Median length of in-hospital stay was 5 days, 2 patients had evidence of moderate LVOT obstruction while none showed significant residual regurgitation or stenosis.

At follow up 7 (47 %) major (non-fatal) vascular complications (6 access site related) and 1 left ventricular pseudoaneurysm (no further details provided) were recorded, while no deaths, strokes, re-interventions, or permanent PM implants were observed.

30-day outcomes following transfemoral transseptal transcatheter mitral valve replacement: Intrepid TMVR early feasibility study results

Source: JACC - Cardiovascular Interventions

Critical reading and the relevance for clinical practice

Present data, together with the results of the Evoque and Sapien M3 systems (Webb et al. J Am Coll Cardiol Intv. 2020;13: 2418–2426 and J Am Coll Cardiol. 2019;73: 1239–1246) represent a further step forward to the development of a class of devices that will allow to safely and effectively perform TMVR in selected patients.

The present report confirms the feasibility of trans-femoral TMVR. Short-term mortality reported in this small series is notably lower as compared to that observed among different trans-apical TMVR systems, including the Intrepid experience (14 % at 30-day in an earlier report by Bapat et al. J Am Coll Cardiol. 2018;71: 12–21). This confirms the well-known concept reducing invasiveness results in optimization of outcomes and that LV apical manipulation comes at price of increased short and long-term adverse events, thus supporting the efforts to develop a percutaneous approach for TMVR. Length of in-hospital stay is comparable to that of current TEER procedures.

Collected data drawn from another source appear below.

PR #649, opened 2020-07-01
Prepare for the future - OTP 25 (http_uri:decode/1 + http_uri:encode/1)

paulo-ferraz-oliveira:
This PR fixes the last class of issues (the use of `http_uri:decode/1` + `http_uri:encode/1`) that I stumbled upon while compiling on OTP 23.

If this PR is accepted after #647, #642 and #648 (it'll probably present conflicts in `erlcloud_util.erl`) it should be safe to add OTP 23.0 to `.travis.yml` for a more complete validation.

### DIFF
--- a/.travis.yml
+++ b/.travis.yml
@@ -20,6 +20,7 @@ install:
 script:
   - make check_warnings
   - make check
+  - make check-eunit
   - make eunit
 deploy:
   skip_cleanup: true
--- a/.travis.yml
+++ b/.travis.yml
@@ -20,7 +20,6 @@ install:
 script:
   - make check_warnings
   - make check
-  - make check-eunit
   - make eunit
 deploy:
   skip_cleanup: true
--- a/Makefile
+++ b/Makefile
@@ -84,7 +84,7 @@ ifeq ($(REBAR_VSN),2)
 		-I include \
 		--plt .dialyzer_plt
 else
-	@$(REBAR) as eunit_check dialyzer
+	@$(REBAR) dialyzer
 endif
 
 doc:
--- a/Makefile
+++ b/Makefile
@@ -84,7 +84,7 @@ ifeq ($(REBAR_VSN),2)
 		-I include \
 		--plt .dialyzer_plt
 else
-	@$(REBAR) dialyzer
+	@$(REBAR) as eunit_check dialyzer
 endif
 
 doc:
--- a/rebar.config
+++ b/rebar.config
@@ -33,7 +33,6 @@
 
 {profiles, [
             {test, [{deps, [{meck, "0.8.13"}]}]}
-           ,{eunit_check, [{extra_src_dirs, ["test"]}]}
            ,{warnings, [{erl_opts, [warnings_as_errors]}]}
            ]}.
 
--- a/rebar.config
+++ b/rebar.config
@@ -33,6 +33,7 @@
 
 {profiles, [
             {test, [{deps, [{meck, "0.8.13"}]}]}
+           ,{eunit_check, [{extra_src_dirs, ["test"]}]}
            ,{warnings, [{erl_opts, [warnings_as_errors]}]}
            ]}.
 
--- a/src/erlcloud_iam.erl
+++ b/src/erlcloud_iam.erl
@@ -1055,7 +1055,7 @@ data_fun("Boolean") -> {erlcloud_xml, get_bool};
 data_fun("Uri") -> {?MODULE, get_uri}.
 
 get_uri(Key, Item) ->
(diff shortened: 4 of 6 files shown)


.travis.yml
```diff
@@ -19,6 +19,7 @@ install:
   - make travis-install
 script:
   - make check_warnings
```
paulo-ferraz-oliveira, line 21: A counterpart for this could be added for the `eunit` tests to compile with "warnings as errors", but I didn't want to go so far.

nalundgaard: Yeah, that's probably just vexing for people who want to use the application on future erlang versions that we haven't adjusted for just yet.

nalundgaard:
Looks like this needs a rebase from merging #642, #648

paulo-ferraz-oliveira:
> Looks like this needs a rebase from merging #642, #648

I've rebased it onto master.

.travis.yml
paulo-ferraz-oliveira: Hm... maybe I didn't express myself correctly. I was stating that, e.g., `rebar3` profile 'test' could be "enhanced" with option `{erl_opts, [warnings_as_errors]}` (which I did locally for testing) and that wouldn't break what exists "too much".

In any case, if you're interested, this is what happens when you do that change.

1. compilation will initially stop (first clean run) with
```erlang
test/erlcloud_sdb_tests.erl:4: export_all flag enabled - all functions will be exported
```

2. after that issue is solved compilation will proceed with
```erlang
test/erlcloud_aws_tests.erl:71: this clause cannot match because a previous clause at line 71 always matches
test/erlcloud_aws_tests.erl:72: this clause cannot match because a previous clause at line 72 always matches
test/erlcloud_aws_tests.erl:73: this clause cannot match because a previous clause at line 73 always matches
```

These are the only two issues I'm aware of, for that particular change.

paulo-ferraz-oliveira: I'll deal with this in a separate Pull Request.

nalundgaard: Makes sense, I didn't realize that you meant only to use warnings_as_errors for unit testing. I am +1 for that change, and I like #650.

nalundgaard:
looks like there are a few failures in travis:

https://travis-ci.org/github/erlcloud/erlcloud/jobs/704137559
```
429 dialyzer --verbose --no_check_plt --no_native --fullpath \
430	ebin/*.beam .eunit/*.beam \
431	-Wunmatched_returns \
432	-Werror_handling
433
434 dialyzer: Could not read PLT file /home/travis/.dialyzer_plt: no_such_file
435
436 Makefile:73: recipe for target 'check-eunit' failed
437 make: *** [check-eunit] Error 1
438 The command "make check-eunit" exited with 2.
```

https://travis-ci.org/github/erlcloud/erlcloud/jobs/704137566
```
278 ===> Analyzing 55 files with "/home/travis/build/erlcloud/erlcloud/_build/eunit_check/rebar3_22.3_plt"...
279
280 src/erlcloud_cloudwatch_logs.erl
281  157: Function create_log_group/1 has no local return
282  165: Function create_log_group/2 has no local return
283  166: The call erlcloud_cloudwatch_logs:create_log_group(LogGroupName::any(), 'undefined', 'undefined', Config::any()) breaks the contract (log_group_name(), [tag()], kms_key_id(), aws_config()) -> 'ok' | error_result()
284 ===> Warnings written to /home/travis/build/erlcloud/erlcloud/_build/eunit_check/22.3.dialyzer_warnings
285 ===> Warnings occurred running dialyzer: 3
286 Makefile:78: recipe for target 'check-eunit' failed
287 make: *** [check-eunit] Error 1
288 The command "make check-eunit" exited with 2.
```

Should we just disable dialyzer for rebar2, at least in travis? seems it might be an issue with the environment.

paulo-ferraz-oliveira:
> Looks like there are a few failures in travis

They'll go away if I rebase this on top of `master` (which now includes `feature/dialyzer_in_travis`) which already presented that issue. I'll do that later.

paulo-ferraz-oliveira:
> They'll go away if I rebase this on top of `master` (which now includes `feature/dialyzer_in_travis`) which already presented that issue. I'll do that later.

Since this became a code-only Pull Request (as of the latest rebase) there should be no reason for the tests to fail. I can't follow the link to travis-ci.org, though, since something is broken with the certificate chain.

I'll check back later.

paulo-ferraz-oliveira:
Nice, thanks. I forgot to add `23.0` to `.travis.yml`, though. Maybe you could do it directly in `master`?

Issue #652, opened 2020-07-17
Support SES requests with Signature v4


enerick:
AWS has announced its ending of support for SES APIs using Signature v3 on September 30, 2020.
https://docs.aws.amazon.com/ses/latest/DeveloperGuide/using-ses-api-authentication.html

It seems that erlcound_ses is still using Signature v3, so we should migrate to v4.
https://github.com/erlcloud/erlcloud/blob/0f0540041ad6b55700715d1d3629853bf3158791/src/erlcloud_ses.erl#L1256-L1260

nalundgaard:
Thanks for the note! I am surprised that our org hadn't noticed that yet via AWS notice. I'll look at fixing it soon.

enerick:
Thanks!

PR #655, opened 2020-07-27
Switch SES API to Signature v4

gproskurin:
Fixes https://github.com/erlcloud/erlcloud/issues/652

### DIFF
--- a/src/erlcloud_ses.erl
+++ b/src/erlcloud_ses.erl
@@ -1242,38 +1242,10 @@ decode_error(Doc) ->
 %%%------------------------------------------------------------------------------
 
 ses_request(Config, Action, Params) ->
-    case erlcloud_aws:update_config(Config) of
-        {ok, Config1} ->
-            ses_request_no_update(Config1, Action, Params);
-        {error, Reason} ->
-            {error, Reason}
-    end.
-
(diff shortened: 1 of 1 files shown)


src/erlcloud_ses.erl
```diff
@@ -1242,38 +1242,10 @@ decode_error(Doc) ->
 %%%------------------------------------------------------------------------------
 
 ses_request(Config, Action, Params) ->
-    case erlcloud_aws:update_config(Config) of
```
nalundgaard, line 1245: Please don't delete this.

gproskurin: You mean, keep call to `update_config`? It is called in `aws_request4`

https://github.com/erlcloud/erlcloud/blob/0f0540041ad6b55700715d1d3629853bf3158791/src/erlcloud_aws.erl#L184


And this is similar to what SQS code does:
https://github.com/erlcloud/erlcloud/blob/0f0540041ad6b55700715d1d3629853bf3158791/src/erlcloud_sqs.erl#L677-L678

nalundgaard: Oh, nice! I didn't realize that. Thanks

gproskurin:
Please see links in discussion above. `update_config` is done in `aws_request4`

PR #656, opened 2020-09-02
Use NIF based `base64` and JSON decoders for better performance

danilagamma:
Intent of this PR is to improve performance of base64 and JSON encoding/decoding operations while keeping same interface.

Big downside of this is that `erlcloud` would now have non-pure `erlang` dependencies which might now work on all platforms.

Unfortunately there's still a huge gap between pure-erlang decoders and NIF based ones, so alternative parser libraries would not yield that amount of performance benefit.


posilva:
For a PR like this one that may have a huge impact in the community using a NIF instead a pure-erlang I would ask for:
- Good benchmarks to assess what are we gaining 
- Think about an alternative  solution that will allow the consumer to select the json parser encode/decode  (callback, macro with define at compilation time, persistent_term configuration to switch between NIF and JSX or JSONE)
- A good explanation of the use case that found the need to optimize the json parser

nalundgaard:
I think that this PR is being made for the purpose of facilitating some real-world performance analysis, so I assume we can look forward to that. In our experience using these libraries in other contexts, I expect the benefits to be quite substantial for a number of use cases around DynamoDB and Kinesis.

That said, I do kind of suspect that, given the concerns with NIF, we should probably figure out a way to allow BYO decoders (within the limits of basic compatibility with JSX's weird interface) using one of the methods that @posilva suggested.

danilagamma:
I agree that optional compilation or other means of enabling NIF-decoders would be great. 

Is there a convenient way for doing something like that? Lets say I want to keep old behaviour of erlang-native `jsx` and `base64` decoders as it was, but leave an option for my application that pulls `erlcloud` as dependency to enable it via additional compilation flag for example, is there a mechanism in `rebar` for doing something like that?

nalundgaard:
The closest thing I can think of is our [hackney support](https://github.com/erlcloud/erlcloud/blob/b30e563/include/erlcloud_aws.hrl#L144-L148), which is baked into the `#aws_config{}` record. That seems like the most consistent with the library "paradigm."

danilagamma:
@nalundgaard @posilva I've pushed a commit that makes the whole thing conditional.
If `ERLCLOUD_NIF_DECODERS` env variable is set to `true` - then `erl_opts` would be updated with `ENABLE_NIF_DECODERS` declaration and deps for `jiffy` and `b64fast` would be added. Do you guys think this is viable solution?

nalundgaard:
It's an interesting implementation, but what about the app.src? Does this also need an [app.src.script](https://www.rebar3.org/docs/dynamic_configuration/) file to fix the OTP deps? That would effectively make it rebar3-only, although that's probably OK-ish, since AFAIK it's really only rebar3/relx that are real sticklers about using OTP deps to define what is included in an OTP release.

This still seems a little complicated/fragile, but does look optimal in terms of run-time performance. Do you have an example of how to configure this when including it as a dep in a downstream project?

src/erlcloud_json.erl
```diff
@@ -8,6 +13,52 @@
...
+    {[ {K, jsx_to_jiffy(V)} || {K, V} <- Obj ]};
+jsx_to_jiffy(List) when is_list(List) ->
+    [ jsx_to_jiffy(V) || V <- List ];
+jsx_to_jiffy(V) ->
+    V.
+
+-else.
+
+decode_bin(Binary) ->
+    jsx:decode(Binary).
```
paulo-ferraz-oliveira, line 52: For compatibility with `jsx` 3.0 (and libraries that consume it, "higher up") this should actually be `[{return_maps, false}]`, otherwise (since 3.0 broke interface explicitly) this will be a real issue for consumers.

motobob:
given Erlang 24/25 and etc closing this and will re-evaluate further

Nonetheless, some crucial points need to be addressed to allow a wider implementation of this technique:

As evident from this report, high rates of procedural events including major vascular complications (related to the need of large-bore delivery systems), device embolization, and LVOT obstruction are still of relatively common occurrence in highly selected patients undergoing extensively well-planned procedures in high-volume centers.

In addition, as already occurred with TEER RCTs, enrollment of patients with predominant primary MR creates an “ideal virtual milieu” that will not be reflected after its implementation in clinical practice (with a known predominance of secondary MR as evident in clinical experience and according to registry derived data).

Finally, while in patients with secondary mitral regurgitation and impaired LVEF, the dynamic reduction of mitral regurgitation to a clinically tolerable level has been the target of TEER, the hemodynamic consequences deriving from a complete abolition of MR after TMVR might potentially represent a double edge sword, requiring further investigations in larger series.